Weak economy drag on food prices
As the worst drought in a half century persists in the U.S. Midwest crop region, prices for crops are soaring. Corn has increased nearly 50 per cent in just six weeks, soybeans for August delivery rose 44.5 cents, and wheat prices reached the highest level since the spring of 2008.
Not surprisingly, consumers are concerned about food prices, and many dread looming hikes in coming months that will especially penalize the poor. Looking at the overall commodity landscape, however, there’s no call for panic, at least not yet.
Since 2008, when food scarcity in many regions around the world prompted riots and demonstrations, people have become sensitive to sudden increases in commodity prices. Despite this, the proverbial “new normal”, which suggests more market volatility and abrupt market swings, is still not engrained in our collective thought processes. Beyond the distressing headlines and alarmist sound bites lies reassuring factors which we need to keep in mind.
First, the FAO (the United Nation’s Food and Agriculture Organization) recently mentioned in its latest assessment that the overall supply and demand situation in 2012-13 remains adequate. Its 2012 food prices index is actually down compared to the same time in 2011. The FAO also made the point that an abundant supply of rice, a key strategic food staple for almost half the world’s population, will assure food security for the most populous regions. Enough wheat and other grains remain available for export as well.

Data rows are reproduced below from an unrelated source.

PR #2027, opened 2019-03-29
Define a function in ceph.py to create ceph.conf file

meinaLi:
Define a function in ceph.py to create ceph.conf file, which will need to be used in other several scripts
Signed-off-by: Meina Li <meili@redhat.com>


meinaLi:
This function will be used in https://github.com/autotest/tp-libvirt/pull/2060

Second, world agriculture is more productive than ever, thanks to improving technology and genetic know-how. World cereal production is expected to hit another new record this year of 2.4 billion tonnes, which is approximately 2 per cent higher than last year’s record high. Many farmers have access to more arable land as they are using better fertilizers to increase yields.
One factor which played a significant role in the 2008 riots was the cost of energy, a significant input cost driver for food processors, packaging and distribution. The price of a barrel this year is nowhere near 2008 record levels, and the Bank of Canada predicts a lower price for oil in weeks to come. For this year, energy costs are a non-factor. Even though the drought may be driving prices upward, lower gas prices are in contrast affecting prices downward to a greater degree.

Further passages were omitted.